*Exercise details*: Across all the records, filter for lines with the word "self" and copy them.

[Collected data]
PR #56, opened 2024-12-12
Breaking API change: applications can set a User-Agent prefix

joemasilotti:
Brings [Android PR #77](https://github.com/hotwired/hotwire-native-android/pull/77) to iOS, allowing developers to set a custom user agent *prefix* without breaking bridge components or removing "Hotwire Native".

Developers can set a custom `applicationUserAgentPrefix` for their application via:
```swift
Hotwire.config.applicationUserAgentPrefix = "My Application Prefix;"
```

Whenever a `WKWebView` instance is created, the library will now automatically include:
- Your (optional) custom `applicationUserAgentPrefix`
- "Hotwire Native iOS; Turbo Native iOS;"
- "bridge-components: [your bridge components];"

`WKWebView`'s default user agent will also be added to the beginning of the user agent.

### DIFF
--- a/Demo/SceneController.swift
+++ b/Demo/SceneController.swift
@@ -12,6 +12,10 @@ final class SceneController: UIResponder {
     // MARK: - Setup
 
     private func configureBridge() {
+        // TODO: Move to AppDelegate when PR #55 is merged.
+        // https://github.com/hotwired/hotwire-native-ios/pull/55/files
+        Hotwire.config.applicationUserAgentPrefix = "Hotwire Demo;"
+
         Hotwire.registerBridgeComponents([
             FormComponent.self,
             MenuComponent.self,
--- a/Source/Bridge/UserAgent.swift
+++ b/Source/Bridge/UserAgent.swift
@@ -1,8 +1,15 @@
 import Foundation
 
-public enum UserAgent {
-    public static func userAgentSubstring(for componentTypes: [BridgeComponent.Type]) -> String {
+enum UserAgent {
+    static func build(componentTypes: [BridgeComponent.Type], applicationPrefix: String?) -> String {
         let components = componentTypes.map { $0.name }.joined(separator: " ")
-        return "bridge-components: [\(components)]"
+        let componentsSubstring = "bridge-components: [\(components)]"
+
+        return [
+            applicationPrefix,
+            "Hotwire Native iOS;",
+            "Turbo Native iOS;",
+            componentsSubstring
+        ].compactMap { $0 }.joined(separator: " ")
     }
 }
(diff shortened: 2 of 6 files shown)


Source/Bridge/UserAgent.swift
```diff
@@ -1,8 +1,15 @@
 import Foundation
 
-public enum UserAgent {
-    public static func userAgentSubstring(for componentTypes: [BridgeComponent.Type]) -> String {
+enum UserAgent {
+    static func build(componentTypes: [BridgeComponent.Type], applicationPrefix: String?) -> String {
```
joemasilotti, line 4: I'm a bit worried about this change since it was previously public. But I don't think we need/want it to be anymore. Since we are bumping to v1.1 I think that should be OK - I like hiding this from developers.

Tests/Bridge/UserAgentTests.swift
```diff
@@ -1,15 +1,29 @@
 import Foundation
-import HotwireNative
+@testable import HotwireNative
```
joemasilotti, line 2: `@testable` is needed to access the (now) internal `UserAgent` function.

Demo/SceneController.swift
```diff
@@ -12,6 +12,10 @@ final class SceneController: UIResponder {
     // MARK: - Setup
 
     private func configureBridge() {
+        // TODO: Move to AppDelegate when PR #55 is merged.
+        // https://github.com/hotwired/hotwire-native-ios/pull/55/files
+        Hotwire.config.applicationUserAgentPrefix = "Hotwire Demo;"
```
joemasilotti, line 17: Commenting so we don't forget about this to-do.

Source/Bridge/UserAgent.swift
jayohms: I'm not worried about this, since we're already breaking the API and there's no application need to build the user agent manually. Can we flip the param order since the `applicationPrefix` will be first in the user agent?

Source/Bridge/UserAgent.swift
```diff
@@ -1,8 +1,15 @@
...
         let components = componentTypes.map { $0.name }.joined(separator: " ")
-        return "bridge-components: [\(components)]"
+        let componentsSubstring = "bridge-components: [\(components)]"
+
+        return [
+            applicationPrefix,
+            "Hotwire Native iOS;",
+            "Turbo Native iOS;",
+            componentsSubstring
+        ].compactMap { $0 }.joined(separator: " ")
```
jayohms, line 13: Nice implementation, I may do that on Android too 👍

jayohms (approved):
Thanks!

Source/Bridge/UserAgent.swift
joemasilotti: Done!

svara (approved):
Nicely done @joemasilotti 👏🏻

Issue #57, opened 2024-12-14
`Hotwire.config.makeCustomWebView` conflicts with `Hotwire.registerBridgeComponents()`


joemasilotti:
Using both `Hotwire.config.makeCustomWebView` and `Hotwire.registerBridgeComponents()` causes unexpected behavior. If the web view is configured first then it is not used. If bridge components are registered first then the bridge is not initialized in the web view.

It's not uncommon for developers to need to do both. Disabling link previews, for example, requires access to the underlying web view.

```swift
Hotwire.config.makeCustomWebView = { config in
    let webView = WKWebView(frame: .zero, configuration: config)
    webView.allowsLinkPreview = false
    return webView
}
```

Currently, a developer must choose between bridge components *or* a custom web view.

This is happening because `Hotwire.registerBridgeComponents()` overwrites `Hotwire.config.makeCustomWebView` to initialize the bridge.

PR #58, opened 2024-12-15
Document makeCustomWebView w/ bridge components

joemasilotti:
As discussed in #57:

> Using both `Hotwire.config.makeCustomWebView` and `Hotwire.registerBridgeComponents()` causes unexpected behavior. If the web view is configured first then it is not used. If bridge components are registered first then the bridge is not initialized in the web view.

This PR documents that a developer must manually call `Bridge.initialize(webView)` if using `Hotwire.config.makeCustomWebView` *and* call it after calling `Hotwire.registerBridgeComponents()`. It's not ideal, but I'm not sure of a better fix just yet.

But we do have some nice option-click documentation now!

image

### DIFF
--- a/Source/HotwireConfig.swift
+++ b/Source/HotwireConfig.swift
@@ -42,7 +42,19 @@ public struct HotwireConfig {
     }
 
     /// Optionally customize the web views used by each Turbo Session.
+    ///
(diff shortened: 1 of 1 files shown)


jayohms:
Closing since we have an incoming fix.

*Answer below*:
             FormComponent.self,
             MenuComponent.self,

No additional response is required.